Repórter da Folha de Londrina que trabalhou na sucursal do jornal em Curitiba entre o final da década de 1980 e início dos anos 1990, Mônica Santanna acompanhou de perto os bastidores de um dos crimes mais cruéis que já aconteceram no País. A jornalista produziu diversas reportagens sobre o desaparecimento e a morte do menino Evandro Ramos Caetano, de 6 anos, que ocorreu na cidade de Guaratuba, litoral do Paraná, em 1992. Fundamentais para os desdobramentos das investigações policiais, as matérias jornalísticas assinadas por ela e publicadas pela FOLHA aparecem nos primeiros episódios da série “Caso Evandro”, lançada pela plataforma Globoplay .

A atração televisiva, que voltou a jogar holofotes sobre o crime que aconteceu há quase 30 anos, foi inspirada em podcasts produzidos pelo professor universitário curitibano Ivan Mizanzuk. Em 2015, ele começou a investigar o caso que acabou sendo abordado em 2018 na quarta temporada do “Projetos Humanos”, criado por ele com o objetivo de contar histórias reais e pessoas reais.

O “Caso Evandro” rendeu 36 episódios que somam mais de 54 horas de áudios com entrevistas e reflexões sobre o caso. A repercussão dos podcasts foi tão grande que rendeu mais de 9 milhões de downloads. Mizanzuk também colaborou com o roteiro da série da Globoplay, que tem a assinatura de quatro outros roteiristas e dois diretores, Michelle Chevrand e Aly Muritiba.

A ex-repórter da FOLHA Mônica Santanna foi uma das entrevistadas do “Projetos Humanos”. Nascida no Rio de Janeiro, criada em Brasília - cidade onde fez faculdade de jornalismo – e radicada em Curitiba, ela relembrou detalhes das apurações que fez sobre o “Caso Evandro” e que renderam a ela alguns furos jornalísticos publicados pela FOLHA.

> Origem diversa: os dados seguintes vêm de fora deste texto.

PR #33451, opened 2024-09-13
Do not remove extra columns at the end of the table

Loirooriol:
`<col>` and `<colgroup>` elements can be used to create extra columns that have no cell. We were removing these columns and column groups, but in general we shouldn't do that.

Now we will only remove them if the table has no row nor row group. matching WebKit and the expectations of some tests. But note that Gecko and Blink never remove them.

---

### DIFF
--- a/components/layout_2020/table/construct.rs
+++ b/components/layout_2020/table/construct.rs
@@ -271,8 +271,8 @@ impl TableBuilder {
     }
 
     pub fn finish(mut self) -> Table {
+        self.adjust_table_geometry_for_columns_and_colgroups();
         self.do_missing_cells_fixup();
-        self.remove_extra_columns_and_column_groups();
         self.reorder_first_thead_and_tfoot();
         self.do_final_rowspan_calculation();
         self.table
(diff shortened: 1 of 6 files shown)


components/layout_2020/table/construct.rs
```diff
@@ -287,26 +287,16 @@ impl TableBuilder {
...
-                .min(number_of_actual_table_columns);
-        }
-
-        if let Some(remove_from) = remove_from {
-            self.table.column_groups.truncate(remove_from);
+    /// than actually exist in the table. In that case, increase the size of the table.
+    ///
+    /// However, if the table has no row nor row group, remove the extra columns instead.
+    /// This matches WebKit, and some tests require it, but Gecko and Blink don't do it.
+    fn do_extra_columns_and_column_groups_fixup(&mut self) {
```
mrobinson, line 294: How about `remove_columns_and_column_groups_from _empty_table`?

components/layout_2020/table/layout.rs
```diff
@@ -799,7 +799,7 @@ impl<'a> TableLayout<'a> {
     /// Distribute width to columns, performing step 2.4 of table layout from
     /// <https://drafts.csswg.org/css-tables/#table-layout-algorithm>.
     fn distribute_width_to_columns(&self) -> Vec<Au> {
-        if self.table.slots.is_empty() {
+        if self.table.size.width.is_zero() {
```
mrobinson, line 802: It might be worth a comment here to say that a table might have columns, but no rows.

components/layout_2020/table/construct.rs
mrobinson: Or perhaps `remove_extra_columns_and_column_groups_if_table_has_no_rows`.

Loirooriol: But that's like a corner case that doesn't even match Geck and Blink. Usually what this function will do is increase the width for the extra columns:

```rs
self.table.size.width = self.table.size.width.max(self.table.columns.len());
```

mrobinson: How about `adjust_table_geometry_for_columns_and_colgroups` here where table geometry can be either the number of cells or the number of columns / colgroups?

mrobinson (approved):

PR #33459, opened 2024-09-14
ohos: Support loading resource files

jschwe:
* Support loading resource files
* Separates resource handling on OH from android.
* Assumes the OH app has the resource-files placed under `AppScope/resources/resfile`, which will cause the files to be copied to the app sandbox on the device.
* Allows us to load prefs.json from the filesystem, allowing easier editing of the prefs.
* Add a resource:// url shorthand, which allows loading local files from the resource sandbox of the application, without the user needing to remember / know the exact path to the sandbox.

Corresponding changes on the ArkTS side required, since I couldn't find a native method to determine the resource directory (besides hardcoding it): https://github.com/jschwe/ServoDemo/pull/8/files

---


jschwe:
try android+ohos: https://github.com/jschwe/servo/actions/runs/10865218669/job/30151441772 (still running)

jdm (commented):
I wonder if adding a protocol handler for resource urls would be cleaner instead of performing a manual translation as part of loading a URI.

jschwe:
> I wonder if adding a protocol handler for resource urls would be cleaner instead of performing a manual translation as part of loading a URI.

Do we currently have any protocol handlers? I guess if we want to support this in a broader context, then perhaps we should use the [`app://`](https://www.w3.org/TR/app-uri/) uri scheme, since that seems to match the use-case of accessing files packaged with an app.

jdm:
Yes, https://github.com/servo/servo/commit/1b48bd18aa855cc966869dd81530aa0da3eea4f3 added a servo: protocol for servoshell.

jschwe:
Split most of this PR into https://github.com/servo/servo/pull/33513 for bundling the resource files. This PR can then afterwards handle the `resource` protocol as suggested.

mrobinson:
@jschwe What's the status of this PR?

PR #33462, opened 2024-09-15
Properly track `rel` keywords for `<a>`/`<area>`/`<form>` elements

simonwuelker:
In #33345 I defined `LinkRelations` to track the keywords of a `"rel"` attribute on `<link>` elements. This PR makes the same change for all the other hyperlink-elements (`<a>`, `<area>` and `<form>`).

I also moved code that is shared between these hyperlink-elements (like the [`follow_the_hyperlink`](https://html.spec.whatwg.org/multipage/#following-hyperlinks-2) algorithm) into its own module, so `dom::htmlformelement` does not have to import code from `dom::htmlanchorelement`.

These changes fix some minor bugs about the case-insensitivity of `rel` keywords, for example
https://github.com/servo/servo/blob/9f2306f76095cf81d299d0c977490803f5703c75/components/script/dom/htmlanchorelement.rs#L628-L630
This made `get_element_noopener` return an incorrect result for `<a rel="nOopener">`.

[try-run wpt-2020](https://github.com/Wuelle/servo/actions/runs/10871676031)

---

### DIFF
--- a/components/script/dom/htmlanchorelement.rs
+++ b/components/script/dom/htmlanchorelement.rs
@@ -33,7 +33,7 @@ use crate::dom::mouseevent::MouseEvent;
 use crate::dom::node::{document_from_node, BindContext, Node};
 use crate::dom::urlhelper::UrlHelper;
 use crate::dom::virtualmethods::VirtualMethods;
-use crate::link_relations::{follow_hyperlink, LinkRelations};
+use crate::links::{follow_hyperlink, LinkRelations};
 
 #[dom_struct]
 pub struct HTMLAnchorElement {
--- a/components/script/dom/htmlanchorelement.rs
+++ b/components/script/dom/htmlanchorelement.rs
@@ -2,48 +2,46 @@
  * License, v. 2.0. If a copy of the MPL was not distributed with this
  * file, You can obtain one at https://mozilla.org/MPL/2.0/. */
 
+use std::cell::Cell;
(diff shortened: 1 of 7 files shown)


jdm (approved):
Looks great! Let's see if there are any tests for this.

jdm:
It would be nice to add some test coverage for the previously-missing functionality for form and area elements. Are you willing to do that?

Wuelle:
> It would be nice to add some test coverage for the previously-missing functionality for form and area elements. Are you willing to do that?

Yeah sure, I'll look into it. I believe if i add a wpt test here then @servo-wpt-sync will open an upstream PR right?

jdm:
That's right!

Wuelle:
Sorry about the delay on this. I'm having difficulties writing tests since servo seems to lack functionality in other areas (for example, an implicit noopener on `<area>` elements doesn't work with or without capital letters([wpt.fyi](https://wpt.fyi/results/html/semantics/links/links-created-by-a-and-area-elements/target_blank_implicit_noopener.html?label=master&product=servo)), and the entire `target_blank_implicit_noopener` test does nothing when i run it locally, even excluding `<area>`s)

Given that these changes are meant to unify the way we track `rel` attributes across elements rather than fix bugs, would it be okay to merge this without new tests?

jdm:
Yep, I'm ok with that if the testing situation is complicated!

O maior deles foi uma entrevista exclusiva feita com Beatriz e Celina Abagge, conhecidas como as “Bruxas de Guaratuba”, e que revelaram à jornalista que haviam sido torturadas para confessar à polícia que tinham assassinado o menino em um ritual de magia negra.

O “Caso Evandro” foi responsável pelo mais longo júri da história do Brasil. Após 34 dias de julgamento, em 23 de março de 1998, Celina e Beatriz Abagge, respectivamente esposa e filha do então prefeito de Guaratuba, Aldo Abagge, foram consideradas inocentes. Em 1999, o júri foi anulado, sendo retomado o julgamento em maio de 2011. No segundo julgamento, Beatriz foi condenada a 21 anos de prisão, pena que foi perdoada pela Justiça em 2016. Outros acusados de envolvimento no assassinato também foram julgados pelo crime. O pai-de-santo Osvaldo Marcineiro, o pintor Vicente de Paula Ferreira e o artesão Davi dos Santos Soares foram condenados em 2004. Já Francisco Sérgio Cristofolini e Airton Bardelli dos Santos foram absolvidos em 2005.

Em entrevista à FOLHA, Mônica Santanna comenta suas impressões pessoais sobre o crime que continua cercado de mistérios. Diversas hipóteses foram levantadas na tentativa de identificar os autores do assassinato e as motivações para o homicídio. Mas até o momento ninguém conseguiu responder à fatídica pergunta: Quem matou Evandro?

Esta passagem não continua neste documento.